Could you write out the records exactly as they are given?

Saved entries
BEGIN

PR #3239, opened 2023-11-26
Clean up network interface and avoid a hashmap linear search

stevenengler:
This cleans up the network interface and removes a linear hashmap search in the network interface's priority queue.

The network interface used to need to deal with both rust and C sockets, so it stored tagged pointers for `CompatSocket` objects. Now that the TCP socket is the only remaining C socket, and it has a rust wrapper `LegacyTcpSocket`, C sockets aren't used in the network interface anymore. The network interface now only stores boxed `InetSocket` objects. This also allows us to remove tagged pointers from our C code.

The hashmap in the priority queue used by the fifo qdisc now uses custom hash and eq implementations, which allows us to avoid a linear search through the hashmap which used the canonical handles to identify the same socket.

The new hash function is more expensive since it uses a real hash function ([`DefaultHasher`](https://doc.rust-lang.org/std/collections/hash_map/struct.DefaultHasher.html) as used by the stdlib `HashMap`), whereas the original glib code doesn't seem to actually use a hash function:

https://docs.gtk.org/glib/type_func.HashTable.new.html

> If `hash_func` is NULL, `g_direct_hash()` is used.

https://github.com/GNOME/glib/blob/40081f9b627904c2506b6d3837334e4ce05052da/glib/ghash.c#L2483-L2487

```c
guint
g_direct_hash (gconstpointer v)
{
  return GPOINTER_TO_UINT (v);
}
```

This PR contains a lot of changes along the rust/C boundary, but everything seems to still work so hopefully it's correct.

This may fix #3238.

**Edit:**

There doesn't seem to be much (if any) of a performance regression. The simulation results have remained unchanged. The [following](https://github.com/shadow/benchmark-results/blob/master/tor/2023-11-27-T03-09-35/README.md) are from a slightly older version of this PR, but I don't expect it would make any difference.

run_time
transfer_time_5242880 exit
ram_simtime

**Edit 2:** One commit was split off into #3240.


src/main/host/descriptor/socket/inet/mod.rs
```diff
@@ -79,6 +79,9 @@ impl InetSocket {
         }
     }
 
+    /// Useful for getting a unique integer handle for a socket, or when we need to compare a C
+    /// `LegacySocket` to a rust `InetSocket` (which may internall point to the same
```
robgjansen, line 83: typo: `internall` -> `internally`

src/main/host/descriptor/socket/inet/mod.rs
```diff
@@ -221,6 +221,27 @@ impl PartialEq for InetSocket {
...
+    /// Returns a hash for the socket based on its address, and not the socket's state. Two
+    /// different sockets with the same state will return different hashes, and the same socket will
+    /// return the same hash even after being mutated.
+    fn hash<H: std::hash::Hasher>(&self, state: &mut H) {
+        // To match the `Eq` behaviour of `InetSocket`, the hashes of two sockets *must* be equal if
+        // the types are the same and the Arc's pointers are equal, and the hashes *should not* be
+        // equal if the two types are not the same or the Arc's pointers are not equal. We do return
+        // the same hash if the two types are different but the pointers are equal, but this is
+        // allowed by the `Hash` trait (it's just a hash collision) and we should never run into
+        // this without a variant containing a ZST, which wouldn't make sense in the context of
```
robgjansen, line 234: Dumb question: what is "ZST"?

robgjansen (approved):
🚀

src/main/host/descriptor/socket/inet/mod.rs
stevenengler: Changed "ZST" to "zero-sized type". What this is trying to say is that usually two different objects will have different memory addresses. For example with `let x = Box::new(0)` and `let y = Box::new(0)`, the two integers will have different memory allocations and different addresses. But this isn't true in the case of zero-sized types. For example:

```rust
let x = Box::new(());
let y = Box::new([0u8; 0]);
println!("{:p}, {:p}", &*x as *const _, &*y as *const _);
```

prints "0x1, 0x1", which would indicate that the data stored by each `Box` have the same address even though they aren't the same objects or the same type.

PR #3246, opened 2023-12-10
Remove more CMake code

stevenengler:
Removes some CMake code, and moves other CMake code to the Cargo build script.

New output of `shadow --show-build-info`:

```text
Shadow v1.13.2-6508-g1c135ade5 2023-12-10--04:10:16
GLib v2.64.6
Shadow was built on 2023-12-10--23:04:15 UTC from branch rm-cmake-templates with PROFILE=debug, OPT_LEVEL=1, DEBUG=true, RUSTFLAGS="-Cforce-frame-pointers=y", CFLAGS="-std=gnu11 -O0 -ggdb -fno-omit-frame-pointer -Wreturn-type -Wswitch -DDEBUG"
For more information, visit https://shadow.github.io or https://github.com/shadow
```

(I think it's using the wrong version tag since it's using my own git repo which probably doesn't have the latest tags.)

I think there are some further improvements that can be made to the build process, but I'll leave that for a possible future PR.


src/main/build.rs
```diff
@@ -390,6 +391,46 @@ fn build_shadow_c(build_common: &ShadowBuildCommon) {
...
+    else {
+        return None;
+    };
+
+    if !git_date.status.success() {
+        return None;
+    }
+
+    let git_describe = std::str::from_utf8(&git_describe.stdout).unwrap().trim();
+    let git_date = std::str::from_utf8(&git_date.stdout).unwrap().trim();
```
robgjansen, line 436: Nit: could maybe use a default string in case we don't get the stdout output as expected. Or maybe we want it to panic if we don't get the stdout output?

src/main/build.rs
```diff
@@ -434,6 +435,56 @@ fn git_version() -> Option<String> {
...
+                    .unwrap()
+                    .trim()
+                    .to_string(),
+            );
+        }
+    };
+
+    let git_branch = git_branch.unwrap_or("<unknown>".to_string());
+
+    // Note that the CFLAGS aren't necessairily the flags that the C code is built with. The `cc`
```
robgjansen, line 473: > necessairily

typo

robgjansen (approved):

src/main/build.rs
stevenengler: Changed these to return `None` if git returns invalid utf-8.

PR #221, opened 2016-06-08
Update all public headers to use framework-style imports

bgulanowski:
# What

This converts use of project header import style (quotation marks) to use library/framework style (angle brackets).

# Why

All imports used by clients of a framework should use only the framework style, and likewise, any header imported should use that style. Project-style imports are meant for private headers and for implementation files.

The practical consequences are pretty minor. It ensures that if modules are disabled (and some users of the framework may have to disable modules in order to work with other source code that doesn't support it), then the framework will still work correctly.

@dbart01 @davidmuzi


dbart01:
🚢

PR #222, opened 2016-06-08
Automatic changes to project by Xcode.

bgulanowski:
Xcode apparently found some junk in the project that it should have cleaned up when the static framework target was removed.

@dbart01


bgulanowski:
Made redundant by https://github.com/Shopify/mobile-buy-sdk-ios/pull/225

PR #223, opened 2016-06-08
Update to new API for checkout creation

bgulanowski:
Models require a model manager when initialized.

@dbart01


dbart01:
🚢 :shipit:

PR #224, opened 2016-06-08
Add nullability annotations

dbart01:
### What this does
Adds nullability annotations for improved Swift-interoperability.

@bgulanowski @davidmuzi


bgulanowski:
There are still some incorrect import changes.

bgulanowski:
OK, this looks great. Snuck a few more bits and pieces in there, I see, but all good things. Thanks for fixing the warnings about relationships. We'll just have to keep an eye out for any new relationships to make sure they are well-formed. But it's not really critical for this kind of project. 👍

PR #227, opened 2016-06-08
Improve support in private methods

dbart01:
### What this does
- adds status to `BUYStatusOperation` completion for internal use
- moves `BUYClient` types into separate header

@bgulanowski @gabrieloc


bgulanowski:
LGTM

END

§ Your response:
PR #3239, opened 2023-11-26
Clean up network interface and avoid a hashmap linear search

stevenengler:
This cleans up the network interface and removes a linear hashmap search in the network interface's priority queue.

The network interface used to need to deal with both rust and C sockets, so it stored tagged pointers for `CompatSocket` objects. Now that the TCP socket is the only remaining C socket, and it has a rust wrapper `LegacyTcpSocket`, C sockets aren't used in the network interface anymore. The network interface now only stores boxed `InetSocket` objects. This also allows us to remove tagged pointers from our C code.

The hashmap in the priority queue used by the fifo qdisc now uses custom hash and eq implementations, which allows us to avoid a linear search through the hashmap which used the canonical handles to identify the same socket.

The new hash function is more expensive since it uses a real hash function ([`DefaultHasher`](https://doc.rust-lang.org/std/collections/hash_map/struct.DefaultHasher.html) as used by the stdlib `HashMap`), whereas the original glib code doesn't seem to actually use a hash function:

https://docs.gtk.org/glib/type_func.HashTable.new.html

> If `hash_func` is NULL, `g_direct_hash()` is used.

https://github.com/GNOME/glib/blob/40081f9b627904c2506b6d3837334e4ce05052da/glib/ghash.c#L2483-L2487

```c
guint
g_direct_hash (gconstpointer v)
{
  return GPOINTER_TO_UINT (v);
}
```

This PR contains a lot of changes along the rust/C boundary, but everything seems to still work so hopefully it's correct.

This may fix #3238.

**Edit:**

There doesn't seem to be much (if any) of a performance regression. The simulation results have remained unchanged. The [following](https://github.com/shadow/benchmark-results/blob/master/tor/2023-11-27-T03-09-35/README.md) are from a slightly older version of this PR, but I don't expect it would make any difference.

run_time
transfer_time_5242880 exit
ram_simtime

**Edit 2:** One commit was split off into #3240.


src/main/host/descriptor/socket/inet/mod.rs
```diff
@@ -79,6 +79,9 @@ impl InetSocket {
         }
     }
 
+    /// Useful for getting a unique integer handle for a socket, or when we need to compare a C
+    /// `LegacySocket` to a rust `InetSocket` (which may internall point to the same
```
robgjansen, line 83: typo: `internall` -> `internally`

src/main/host/descriptor/socket/inet/mod.rs
```diff
@@ -221,6 +221,27 @@ impl PartialEq for InetSocket {
...
+    /// Returns a hash for the socket based on its address, and not the socket's state. Two
+    /// different sockets with the same state will return different hashes, and the same socket will
+    /// return the same hash even after being mutated.
+    fn hash<H: std::hash::Hasher>(&self, state: &mut H) {
+        // To match the `Eq` behaviour of `InetSocket`, the hashes of two sockets *must* be equal if
+        // the types are the same and the Arc's pointers are equal, and the hashes *should not* be
+        // equal if the two types are not the same or the Arc's pointers are not equal. We do return
+        // the same hash if the two types are different but the pointers are equal, but this is
+        // allowed by the `Hash` trait (it's just a hash collision) and we should never run into
+        // this without a variant containing a ZST, which wouldn't make sense in the context of
```
robgjansen, line 234: Dumb question: what is "ZST"?

robgjansen (approved):
🚀

src/main/host/descriptor/socket/inet/mod.rs
stevenengler: Changed "ZST" to "zero-sized type". What this is trying to say is that usually two different objects will have different memory addresses. For example with `let x = Box::new(0)` and `let y = Box::new(0)`, the two integers will have different memory allocations and different addresses. But this isn't true in the case of zero-sized types. For example:

```rust
let x = Box::new(());
let y = Box::new([0u8; 0]);
println!("{:p}, {:p}", &*x as *const _, &*y as *const _);
```

prints "0x1, 0x1", which would indicate that the data stored by each `Box` have the same address even though they aren't the same objects or the same type.

PR #3246, opened 2023-12-10
Remove more CMake code

stevenengler:
Removes some CMake code, and moves other CMake code to the Cargo build script.

New output of `shadow --show-build-info`:

```text
Shadow v1.13.2-6508-g1c135ade5 2023-12-10--04:10:16
GLib v2.64.6
Shadow was built on 2023-12-10--23:04:15 UTC from branch rm-cmake-templates with PROFILE=debug, OPT_LEVEL=1, DEBUG=true, RUSTFLAGS="-Cforce-frame-pointers=y", CFLAGS="-std=gnu11 -O0 -ggdb -fno-omit-frame-pointer -Wreturn-type -Wswitch -DDEBUG"
For more information, visit https://shadow.github.io or https://github.com/shadow
```

(I think it's using the wrong version tag since it's using my own git repo which probably doesn't have the latest tags.)

I think there are some further improvements that can be made to the build process, but I'll leave that for a possible future PR.


src/main/build.rs
```diff
@@ -390,6 +391,46 @@ fn build_shadow_c(build_common: &ShadowBuildCommon) {
...
+    else {
+        return None;
+    };
+
+    if !git_date.status.success() {
+        return None;
+    }
+
+    let git_describe = std::str::from_utf8(&git_describe.stdout).unwrap().trim();
+    let git_date = std::str::from_utf8(&git_date.stdout).unwrap().trim();
```
robgjansen, line 436: Nit: could maybe use a default string in case we don't get the stdout output as expected. Or maybe we want it to panic if we don't get the stdout output?

src/main/build.rs
```diff
@@ -434,6 +435,56 @@ fn git_version() -> Option<String> {
...
+                    .unwrap()
+                    .trim()
+                    .to_string(),
+            );
+        }
+    };
+
+    let git_branch = git_branch.unwrap_or("<unknown>".to_string());
+
+    // Note that the CFLAGS aren't necessairily the flags that the C code is built with. The `cc`
```
robgjansen, line 473: > necessairily

typo

robgjansen (approved):

src/main/build.rs
stevenengler: Changed these to return `None` if git returns invalid utf-8.

PR #221, opened 2016-06-08
Update all public headers to use framework-style imports

bgulanowski:
# What

This converts use of project header import style (quotation marks) to use library/framework style (angle brackets).

# Why

All imports used by clients of a framework should use only the framework style, and likewise, any header imported should use that style. Project-style imports are meant for private headers and for implementation files.

The practical consequences are pretty minor. It ensures that if modules are disabled (and some users of the framework may have to disable modules in order to work with other source code that doesn't support it), then the framework will still work correctly.

@dbart01 @davidmuzi


dbart01:
🚢

PR #222, opened 2016-06-08
Automatic changes to project by Xcode.

bgulanowski:
Xcode apparently found some junk in the project that it should have cleaned up when the static framework target was removed.

@dbart01


bgulanowski:
Made redundant by https://github.com/Shopify/mobile-buy-sdk-ios/pull/225

PR #223, opened 2016-06-08
Update to new API for checkout creation

bgulanowski:
Models require a model manager when initialized.

@dbart01


dbart01:
🚢 :shipit:

PR #224, opened 2016-06-08
Add nullability annotations

dbart01:
### What this does
Adds nullability annotations for improved Swift-interoperability.

@bgulanowski @davidmuzi


bgulanowski:
There are still some incorrect import changes.

bgulanowski:
OK, this looks great. Snuck a few more bits and pieces in there, I see, but all good things. Thanks for fixing the warnings about relationships. We'll just have to keep an eye out for any new relationships to make sure they are well-formed. But it's not really critical for this kind of project. 👍

PR #227, opened 2016-06-08
Improve support in private methods

dbart01:
### What this does
- adds status to `BUYStatusOperation` completion for internal use
- moves `BUYClient` types into separate header

@bgulanowski @gabrieloc


bgulanowski:
LGTM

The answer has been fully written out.